Nicolas Gaëlle, Robinson Timothy P, Wint G R William, Conchedda Giulia, Cinardi Giuseppina, Gilbert Marius
Biological Control and Spatial Ecology, Université Libre de Bruxelles, Brussels, Belgium.
Fonds National de la Recherche Scientifique, Brussels, Belgium.
PLoS One. 2016 Mar 15;11(3):e0150424. doi: 10.1371/journal.pone.0150424. eCollection 2016.

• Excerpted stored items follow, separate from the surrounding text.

PR #1129, opened 2021-01-25
fix(datastore) Remove timeouts in SyncProcessor and SubscriptionProcessor

richardmcclellan:
This PR removes the timeouts in the `SyncProcessor` and `SubscriptionProcessor` when DataStore is started.  I don't think these timeouts are really necessary because for the sync queries, `OkHttp` already has a default timeout of 10 seconds per network request, which I believe is a reasonable default.  Additionally, `SubscriptionEndpoint` times out automatically if it doesn't receive a `start_ack` within 10 seconds.  I don't think we should be adding timeout on top of these.

In a sample app, I created ~600 model objects, and was unable to use DataStore, because the sync process timed out every time (after a 10 second timeout). I had the syncPageSize set to 100 items, so 6 network requests were required to fetch all pages.  Each request completed in ~1 second.  Given this, you would think that the sync would complete in around 6 seconds, or certainly within 10 seconds, but it actually takes ~20 seconds.  I believe the majority of this time is due to inefficiencies in saving the data to disc locally.  For each item, a query is done to read the current `ModelMetadata` table, and determine if the new version is newer, before saving that item.  This is quite expensive.

We should definitely spend some time improving performance, but in the meantime, this PR removes the timeouts so that DataStore is at least useable with larger (500+ model instances) datasets.

### DIFF
--- a/aws-datastore/src/main/java/com/amplifyframework/datastore/syncengine/AbortableCountDownLatch.java
+++ b/aws-datastore/src/main/java/com/amplifyframework/datastore/syncengine/AbortableCountDownLatch.java
@@ -41,6 +41,13 @@ final class AbortableCountDownLatch<E extends Throwable> extends CountDownLatch 
         }
     }
 
+    public void abortableAwait() throws InterruptedException, E {
+        super.await();
+        if (error != null) {
+            throw error;
+        }
+    }
+
     public boolean abortableAwait(long timeout, TimeUnit unit) throws InterruptedException, E {
         final boolean success = super.await(timeout, unit);
         if (error != null) {
--- a/aws-datastore/src/main/java/com/amplifyframework/datastore/syncengine/Orchestrator.java
+++ b/aws-datastore/src/main/java/com/amplifyframework/datastore/syncengine/Orchestrator.java
@@ -52,8 +52,6 @@ import io.reactivex.rxjava3.schedulers.Schedulers;
  */
 public final class Orchestrator {
     private static final Logger LOG = Amplify.Logging.forNamespace("amplify:aws-datastore");
-    private static final long TIMEOUT_SECONDS_PER_MODEL = 2;
-    private static final long NETWORK_OP_TIMEOUT_SECONDS = 10;
     private static final long LOCAL_OP_TIMEOUT_SECONDS = 2;
 
     private final SubscriptionProcessor subscriptionProcessor;
@@ -65,8 +63,8 @@ public final class Orchestrator {
     private final AtomicReference<State> currentState;
     private final MutationOutbox mutationOutbox;
     private final CompositeDisposable disposables;
-    private final long adjustedTimeoutSeconds;
     private final Semaphore startStopSemaphore;
+    private Long syncStartTime;
 
     /**
      * Constructs a new Orchestrator.
@@ -133,12 +131,6 @@ public final class Orchestrator {
         this.targetState = targetState;
         this.disposables = new CompositeDisposable();
 
-        // Operation times out after 10 seconds. If there are more than 5 models,
-        // then 2 seconds are added to the timer per additional model count.
-        this.adjustedTimeoutSeconds = Math.max(
-            NETWORK_OP_TIMEOUT_SECONDS,
-            TIMEOUT_SECONDS_PER_MODEL * modelProvider.models().size()
-        );
         this.startStopSemaphore = new Semaphore(1);
 
     }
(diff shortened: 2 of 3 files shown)


aws-datastore/src/main/java/com/amplifyframework/datastore/syncengine/AbortableCountDownLatch.java
```diff
@@ -41,6 +41,13 @@ public void abort(E error) {
         }
     }
 
+    public void abortableAwait() throws InterruptedException, E {
+        super.await();
```
jamesonwilliams, line 45: ⚠️

I think we should use a default timeout. If we wait indefinitely, we may hang the test harness with no clear rationale provided.

aws-datastore/src/main/java/com/amplifyframework/datastore/syncengine/Orchestrator.java
```diff
@@ -65,8 +63,8 @@
     private final AtomicReference<State> currentState;
     private final MutationOutbox mutationOutbox;
     private final CompositeDisposable disposables;
-    private final long adjustedTimeoutSeconds;
     private final Semaphore startStopSemaphore;
+    private Long syncStartTime;
```
jamesonwilliams, line 67: Little `l`?
```suggestion
    private long syncStartTime;
```

aws-datastore/src/main/java/com/amplifyframework/datastore/syncengine/Orchestrator.java
```diff
@@ -335,8 +323,10 @@ private void startApiSync() {
 
                 emitter.onComplete();
             })
+            .doOnSubscribe(disposable -> syncStartTime = System.currentTimeMillis())
             .doOnError(error -> LOG.error("Failure encountered while attempting to start API sync.", error))
-            .doOnComplete(() -> LOG.info("Started the orchestrator in API sync mode."))
+            .doOnComplete(() -> LOG.info("Started the orchestrator in API sync mode in "
+                + (System.currentTimeMillis() - syncStartTime) + "ms"))
```
jamesonwilliams, line 329:
```suggestion
            .doOnComplete(() -> {
                private long elapsedTimeMs = System.currentTimeMillis() - syncStartTime
                LOG.info("Started the orchestrator in API sync mode in " + elapsedTimeMs + "ms")
            })
```

aws-datastore/src/main/java/com/amplifyframework/datastore/syncengine/SubscriptionProcessor.java
```diff
@@ -134,25 +123,20 @@ synchronized void startSubscriptions() throws DataStoreException {
             .subscribe(buffer::onNext, buffer::onError, buffer::onComplete)
         );
 
-        boolean subscriptionsStarted;
         try {
             LOG.debug("Waiting for subscriptions to start.");
-            subscriptionsStarted = latch.abortableAwait(adjustedTimeoutSeconds, TimeUnit.SECONDS);
+            latch.abortableAwait();
```
jamesonwilliams, line 128: Same concern here, as stated above. This has the potential to hang the sync engine, and without any error rendered.

aws-datastore/src/main/java/com/amplifyframework/datastore/syncengine/AbortableCountDownLatch.java
richardmcclellan: That's a fair point.  I'm good with leaving the timeout here, for now, but would propose we raise it from 10 seconds to 60 seconds or so.  

This timeout is what limits the number of items that can be synced with `DataStore`, which is bad, so I do think we need a better solution.  Another approach would be to split the timeout into each of the Processors, rather than the `Orchestrator`.  Or perhaps, we could use a watchdog approach, where the timeout is reset whenever a new page of models has been returned from the server.

jamesonwilliams: I think the timeouts for the subscription and sync processors might warrant different values. The sync can be very long, but setting up the subscriptions ought to be shorter. I'd always envisioned that we'd make the sync timeout user-configurable. I agree that 10 seconds is too short of a default. 60 does sound like a better starting place. I think our hearts were in the right place with the `(number of model types) * value` approach, but in practice I'm not sure it has helped much.

richardmcclellan:
Closing in favor of https://github.com/aws-amplify/amplify-android/pull/1161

Large scale, high-resolution global data on farm animal distributions are essential for spatially explicit assessments of the epidemiological, environmental and socio-economic impacts of the livestock sector. This has been the major motivation behind the development of the Gridded Livestock of the World (GLW) database, which has been extensively used since its first publication in 2007. The database relies on a downscaling methodology whereby census counts of animals in sub-national administrative units are redistributed at the level of grid cells as a function of a series of spatial covariates. The recent upgrade of GLW1 to GLW2 involved automating the processing, improvement of input data, and downscaling at a spatial resolution of 1 km per cell (5 km per cell in the earlier version). The underlying statistical methodology, however, remained unchanged. In this paper, we evaluate new methods to downscale census data with a higher accuracy and increased processing efficiency. Two main factors were evaluated, based on sample census datasets of cattle in Africa and chickens in Asia. First, we implemented and evaluated Random Forest models (RF) instead of stratified regressions. Second, we investigated whether models that predicted the number of animals per rural person (per capita) could provide better downscaled estimates than the previous approach that predicted absolute densities (animals per km2). RF models consistently provided better predictions than the stratified regressions for both continents and species. The benefit of per capita over absolute density models varied according to the species and continent. In addition, different technical options were evaluated to reduce the processing time while maintaining their predictive power. Future GLW runs (GLW 3.0) will apply the new RF methodology with optimized modelling options. The potential benefit of per capita models will need to be further investigated with a better distinction between rural and agricultural populations.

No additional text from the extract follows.